Spectre
If there is such a thing as “James Bond‘s Greatest Hits,” then Spectre is it. The 25th movie about the British MI6 agent with a license to kill is party time for Bond fans, a fierce, funny, gorgeously produced valentine to the longest-running franchise in movies. Bond freaks will be orgasmic playing spot-the-reference to the series that began in 1962 with Dr. No.
Non-freaks still have Daniel Craig to feast on. In a photo finish with Sean Connery as the best of the six movie Bonds, Craig comes out blazing. He’s a blunt instrument in a creamy Tom Ford tux, alive with danger and sexual swagger. This is Craig’s fourth time as 007. After the abysmal Quantum of Solace, he rallied with Skyfall, the biggest boffo Bond ($1.1 billion worldwide). Craig’s stated goal was to make Spectre “better than Skyfall.” Not quite. Casino Royale, Craig’s first go-round, remains his peak, the film that caught Bond in the act of inventing himself.

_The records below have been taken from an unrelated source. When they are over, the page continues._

PR #16, opened 2021-01-18
tasks: Collect annex.uuid of source repository

### LINKED ISSUE #11: Add annex's uuid to URL model

kyleam:
Closes #11.

### DIFF
--- a/datalad_registry/factory.py
+++ b/datalad_registry/factory.py
@@ -28,8 +28,8 @@ def setup_celery(app, celery):
     }
     cache_dir = app.config.get("DATALAD_REGISTRY_DATASET_CACHE")
     if cache_dir:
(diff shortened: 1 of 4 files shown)


yarikoptic (approved):
FWIW, looks legit

kyleam:
Thanks for taking a look.

PR #31, opened 2021-04-29
Add typing hints to non-test code

kyleam:


kyleam:
> should then https://github.com/datalad/datalad-registry/blob/master/.github/workflows/test.yml get a mypy run?

As I mentioned in the second commit, I think local for now is fine, but I can add it in this PR if you prefer.

yarikoptic:
If it passes locally, I see no reason to not add it to CI

PR #43, opened 2021-08-24
Add git_objects_kb field

### LINKED ISSUE #40: add size of .git/objects to the schema/display
even though it is subject to fluctuate depending on local repacking/gc, I think it would be useful to gather/display that information since would be reflective of space etc needed for an initial clone of that repository

jwodder:
Closes #40.


yarikoptic:
Great, thank you!

Issue #25, opened 2021-03-23
registry-submit(-url?)


yarikoptic:
We need to provide easy means to register datasets we run into in a wild without requiring manual cloning them locally first.  Not sure if it is worth anyhow tuning `registry-submit` which is oriented more toward operations on locally present dataset, or create a new command e.g. `registry-submit-url [--stdin] [URL ...]`

- I think it would be valuable to provide interface to support multiple URLs at once to avoid re-creating tokens for separate invocations
- `--stdin` could then become particularly handy to just pipe them in without doing dances with `xargs` and limiting by number of URLs to be provided at once

It should be the server's job to receive a request to "process" a URL which would 
- if URL is not yet registered - clone and discover UUID and whatever else it could/should discover (yet to see if state of heads etc is associated with a URL)
- if that dataset (UUID) is found to be already known, add that extra url record
- if that dataset is not known, register it

above operations should be done out of band (possibly related: #24) and client (`registry-submit-url`) should just receive acknowledgement that "request is received"

yarikoptic:
for this we would need a new end-point, since current `/datasets/{ds_id}/urls/{url_encoded}` (used in https://github.com/datalad/datalad-registry/blob/master/datalad_registry_client/submit.py#L50) requires knowing uuid.  

So it might be worth adding top level `/urls` and `/urls/{url_encoded}` to parallel the `/datasets/` with the same "semantic" on GET vs PATCH, etc.

Then we could "trigger" datasets discovery/registration even from https://github.com/datalad/datalad-usage-dashboard

yarikoptic:
@jwodder let's start work on this from introducing the end-point/adding jobs to the queue, and we will decide on the command (either a new one or just re-use or refactor `registry-submit`)

jwodder:
@yarikoptic For `GET`, if the URL is not known, should the endpoint still clone the dataset in order to get its ID?  That would require blocking for what could be quite a while.

yarikoptic:
That is the goal - to clone and figure out id. Should be done out of band by a celery job, which already is there but for cases where id is known.

jwodder:
@yarikoptic How is a `GET` request supposed to return anything if the ID is looked up out-of-band?

yarikoptic:
Sorry, you asked about GET. For that one (not PATCH) as it does currently, I believe it just returns that is is unknown and doesn't trigger a job.

jwodder:
[...]

PR #45, opened 2021-08-30
Endpoint for URL without ID

jwodder:
Part of #25.

### DIFF
--- a/datalad_registry/datasets.py
+++ b/datalad_registry/datasets.py
@@ -50,7 +50,7 @@ def urls(url_encoded: str) -> Any:
 
     if request.method == "GET":
         lgr.info("Checking status of registering %s as URL", url)
-        resp: Any = {"url": url}
+        resp: dict = {"url": url}
         if row_known is None:
             status = "unknown"
         else:
--- a/datalad_registry/datasets.py
+++ b/datalad_registry/datasets.py
@@ -66,7 +66,7 @@ def urls(url_encoded: str) -> Any:
 
     elif request.method == "PATCH":
         if row_known is None:
-            tasks.collect_dataset_uuid.delay([url])
+            tasks.collect_dataset_uuid.delay(url)
         else:
             result.update({"update_announced": 1})
             db.session.commit()
--- a/datalad_registry/datasets.py
+++ b/datalad_registry/datasets.py
@@ -1,15 +1,19 @@
-"""Blueprint for /datasets view
+"""Blueprint for root view
 """
 
 import logging
+from typing import Any
 
 from flask import Blueprint
 from flask import jsonify
 from flask import request
 from flask import url_for
 
+from datalad_registry import tasks
 from datalad_registry.models import db
 from datalad_registry.models import URL
+from datalad_registry.utils import InvalidURL
+from datalad_registry.utils import url_decode
 
 lgr = logging.getLogger(__name__)
 bp = Blueprint("datasets", __name__, url_prefix="/v1/")
@@ -32,3 +36,38 @@ def datasets():  # No type hints due to mypy#7187.
         return jsonify({"next": pg_n,
                         "previous": pg_p,
                         "ds_ids": [i.ds_id for i in r.items]})
+
+
+@bp.route("urls/<string:url_encoded>", methods=["GET", "PATCH"])
+def urls(url_encoded: str) -> Any:
+    try:
+        url = url_decode(url_encoded)
+    except InvalidURL:
+        return jsonify(message="Invalid encoded URL"), 400
+
+    result = db.session.query(URL).filter_by(url=url)
+    row_known = result.first()
+
+    if request.method == "GET":
+        lgr.info("Checking status of registering %s as URL", url)
+        resp: Any = {"url": url}
+        if row_known is None:
+            status = "unknown"
+        else:
+            status = "known"
+            resp["ds_id"] = row_known.ds_id
+            resp["info"] = {
+                col: getattr(row_known, col, None)
+                for col in ["annex_uuid", "annex_key_count",
+                            "head", "head_describe"]}
+        lgr.debug("Status for %s: %s", url, status)
+        resp["status"] = status
+        return jsonify(resp)
+
+    elif request.method == "PATCH":
+        if row_known is None:
+            tasks.collect_dataset_uuid.delay([url])
+        else:
+            result.update({"update_announced": 1})
+            db.session.commit()
+        return "", 202
--- a/datalad_registry/tasks.py
+++ b/datalad_registry/tasks.py
@@ -98,33 +98,27 @@ def _extract_annex_info(repo) -> InfoType:
 
 
 @celery.task
-def collect_dataset_uuid(urls: Optional[List[str]] = None) -> None:
+def collect_dataset_uuid(url: str) -> None:
     from flask import current_app
 
     cache_dir = Path(current_app.config["DATALAD_REGISTRY_DATASET_CACHE"])
     cache_dir.mkdir(parents=True, exist_ok=True)
 
-    if not urls:
-        lgr.debug("Did not find URLs that needed UUIDs collected")
-        return
+    lgr.info("Collecting UUIDs for URL %s", url)
 
-    lgr.info("Collecting UUIDs for %s URLs", len(urls))
-    lgr.debug("URLs: %s", urls)
-
-    for url in urls:
-        result = db.session.query(URL).filter_by(url=url)
-        if result.first() is not None:
-            result.update({"update_announced": 1})
-        else:
-            ds_path = cache_dir / "UNKNOWN" / url_encode(url)
-            ds = clone_dataset(url, ds_path)
-            ds_id = ds.id
-            info = get_info(ds.repo)
-            db.session.add(URL(url=url, ds_id=ds_id, **info))
-            try:
-                ds_path.rename(cache_dir / ds_id[:3] / url_encode(url))
-            except OSError:
-                rmtree(ds_path)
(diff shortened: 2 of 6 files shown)


datalad_registry/datasets.py
```diff
@@ -32,3 +36,38 @@ def datasets():  # No type hints due to mypy#7187.
...
+        url = url_decode(url_encoded)
+    except InvalidURL:
+        return jsonify(message="Invalid encoded URL"), 400
+
+    result = db.session.query(URL).filter_by(url=url)
+    row_known = result.first()
+
+    if request.method == "GET":
+        lgr.info("Checking status of registering %s as URL", url)
+        resp: Any = {"url": url}
```
yarikoptic, line 53: why not 
```suggestion
        resp: dict = {"url": url}
```
?

datalad_registry/tasks.py
```diff
@@ -16,6 +18,31 @@
...
+    if ds_path.exists():
+        ds = dl.Dataset(ds_path)
+        ds_repo = ds.repo
+        ds_repo.fetch(all_=True)
+        ds_repo.call_git(["reset", "--hard", "refs/remotes/origin/HEAD"])
+    else:
+        ds = dl.clone(url, ds_path_str)
+    return ds
+
+def get_info(ds_repo: Any) -> InfoType:
```
yarikoptic, line 38:
```suggestion
def get_info(ds_repo: "GitRepo") -> InfoType:
```
? or if class must be loaded, then add `from datalad.support.gitrepo import GitRepo` among imports

datalad_registry/tasks.py
```diff
@@ -70,6 +97,37 @@ def _extract_annex_info(repo) -> InfoType:
...
+    if not urls:
+        lgr.debug("Did not find URLs that needed UUIDs collected")
+        return
+
+    lgr.info("Collecting UUIDs for %s URLs", len(urls))
+    lgr.debug("URLs: %s", urls)
+
+    for url in urls:
+        result = db.session.query(URL).filter_by(url=url)
+        if result.first() is not None:
```
yarikoptic, line 116: I know that this is how it is used elsewhere, but I wondered if there is some `.only` or `.first_only` which would otherwise error out if query returns multiple? (which shouldn't happen, so it is just to ensure to "error out than to chase the ghosts")

`url = db.Column(db.Text, primary_key=True)` and I do not see any other key, so I guess it ensures that only one record should be there.

datalad_registry/tasks.py
```diff
@@ -70,6 +97,37 @@ def _extract_annex_info(repo) -> InfoType:
     return info
 
 
+@celery.task
+def collect_dataset_uuid(urls: Optional[List[str]] = None) -> None:
```
yarikoptic, line 101: note: a list here is I guess to mimic the existing interface of `collect_dataset_info`  which takes a list of `ds_id, url` pairs... not sure yet if there is a benefit of "batching" multiple updates this way, and also makes name a bit misleading (should have been `collect_dataset_infos` or alike to signal that it is not a single one to be processed).

datalad_registry/tasks.py
```diff
@@ -70,6 +97,37 @@ def _extract_annex_info(repo) -> InfoType:
...
+            result.update({"update_announced": 1})
+        else:
+            ds_path = cache_dir / "UNKNOWN" / url_encode(url)
+            ds = clone_dataset(url, ds_path)
+            ds_id = ds.id
+            info = get_info(ds.repo)
+            db.session.add(URL(url=url, ds_id=ds_id, **info))
+            try:
+                ds_path.rename(cache_dir / ds_id[:3] / url_encode(url))
+            except OSError:
```
yarikoptic, line 126: Let's log detail of the error.
If exception was `OSError: [Errno 39] Directory not empty:` (can we access the errno? if so - use that), which means that we just have that clone already -- all good, log at `.debug`.  If it is some other error, log at `.warning` (or .error) since it is not expected.

datalad_registry/tasks.py
```diff
@@ -70,6 +97,37 @@ def _extract_annex_info(repo) -> InfoType:
...
+    lgr.debug("URLs: %s", urls)
+
+    for url in urls:
+        result = db.session.query(URL).filter_by(url=url)
+        if result.first() is not None:
+            result.update({"update_announced": 1})
+        else:
+            ds_path = cache_dir / "UNKNOWN" / url_encode(url)
+            ds = clone_dataset(url, ds_path)
+            ds_id = ds.id
```
yarikoptic, line 121: ds.id can be None if URL points to a regular git repo, which is without `.datalad/config` with the id. Then it would be None
```
$> python3 -c 'import datalad.api as dl; ds = dl.clone("https://github.com/datalad/datalad-registry", "/tmp/datalad-registry-clone"); print(ds.id)'
None 
```
In such case, we can still get info, but we should skip renaming and may be allow for  ds_id to be `None` in the model?  I guess change models to

```
ds_id = db.Column(db.Text, nullable=True)
```

?  Later PATCH could trigger re-checking of the repo and possibly assign UUID.

yarikoptic (changes requested):
Initial review, minor comments with the "major" one was to be able to "handle" pure repositories which do not yet have an `id`.

datalad_registry/datasets.py
jwodder: I was just copying the code from [here](https://github.com/datalad/datalad-registry/blob/7669bf4bd6597685119747e1b3025ee14d1f7297/datalad_registry/dataset_urls.py#L53).

datalad_registry/tasks.py
jwodder: That would be the [`scalar_one()`](https://docs.sqlalchemy.org/en/14/core/connections.html#sqlalchemy.engine.Result.scalar_one method.

datalad_registry/tasks.py
jwodder: Unbatched task.

datalad_registry/tasks.py
jwodder: Nevermind; it fails when testing with `--devserver`.  Quoting `"GitRepo"` works, though it'll cause problems if flake8 is added (which I hope to add alongside black once there are no outstanding PRs).

jwodder: Nevermind again; mypy doesn't like it when `"GitRepo"` quoted without importing the name (and I'm now going to add type checking to tox.ini).

datalad_registry/tasks.py
jwodder: Done.

datalad_registry/datasets.py
```diff
@@ -1,15 +1,19 @@
-"""Blueprint for /datasets view
+"""Blueprint for root view
 """
```
yarikoptic, line 2: wow github gives me an odd diff here

image

datalad_registry/datasets.py
yarikoptic: well, sooner or later we better tighten it up here and there

datalad_registry/datasets.py
jwodder: I see that too.  No idea why.

datalad_registry/datasets.py
jwodder: Fixed.

datalad_registry/tasks.py
yarikoptic: let's start using it then wherever it or `scalar_one_or_none` in this case I guess

jwodder: Done.

jwodder: It turns out that `scalar_one()` and `scalar_one_or_none()` are methods of the `Result` type but not of the `Query` type used by the ORM.  Hence, we need to stick with `first()`.

datalad_registry/tasks.py
yarikoptic: > Nevermind; it fails when testing with `--devserver`

heh heh -- asyncio strikes back (according to that original comment).  Should not be an issue after we release datalad 0.15.0, but I guess no need to worry about that ATM.

datalad_registry/tasks.py
```diff
@@ -112,26 +174,13 @@ def collect_dataset_info(
...
-            ds = dl.clone(url, ds_path_str)
-            ds_repo = ds.repo
-        info: InfoType = _extract_git_info(ds_repo)
-        info.update(_extract_annex_info(ds_repo))
+        abbrev_id = "None" if ds_id is None else ds_id[:3]
+        ds_path = cache_dir / abbrev_id / url_encode(url)
+        ds = clone_dataset(url, ds_path)
+        info = get_info(ds.repo)
+        if ds_id is None:
+            info["ds_id"] = ds.id
```
yarikoptic, line 182: Unlikely but ds_id can change... I think we should eventually handle those cases (rename directory etc), but for now I guess it could suffice to alert that we ran into such one
```suggestion
        if ds_id is None:
            info["ds_id"] = ds.id
        elif ds_id != ds.id:
            lgr.warning("A dataset with an ID (%s) got a new one (%s)", ds_id, ds.id)
```

yarikoptic (approved):
Thank you! Left one wishlist logging suggestion, and then could be merged to "tested real-life".

datalad_registry/tasks.py
```diff
@@ -112,26 +174,15 @@ def collect_dataset_info(
...
```
yarikoptic, line 182: just now noted: this line is reported not covered and it is the entire point of this PR AFAIK... odd... but let's proceed

yarikoptic:
Thank you @jwodder!  let's proceed although it seems that actual test awaiting for ds_id to be assigned is yet todo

Spectre carries on Craig’s reinvention of Bond, blowing a reported $250 million budget on spectacular action without losing what’s personal. Skyfall director Sam Mendes is back to keep things real, but the plot cooked up by John Logan, Neal Purvis, Robert Wade and Jez Butterworth is a 148-minute minefield of distractions.
Ah, but what distractions. Apologies to The Spy Who Loved Me, but the Bond series has never had a more drop-dead dazzler of an opener than this one, set in Mexico City on the Day of the Dead. With Bond leaping across rooftops to take out the evil Sciarra (Alessandro Cremona) and winding up in a dizzying chopper battle above the crowds in Zocolo Square, the scene is a visual triumph for Dutch camera whiz Hoyte van Hoytema (Interstellar, Her) and a new peak in the art of eye-popping.
Then Bond is off to Rome, chasing bad guys in a custom Aston Martin DB10 and having sex with Sciarra’s widow (Monica Bellucci, still wowza at 51). The widow is Bond’s entree to Spectre, a secret society of global terrorists led by Franz Oberhauser (Christoph Waltz), a mystery man from Bond’s orphan past. “I’m the author of all your pain,” says Franz, whose ID is easy to guess. No spoilers, except to say that Waltz, purring with lethal charm, is perfection.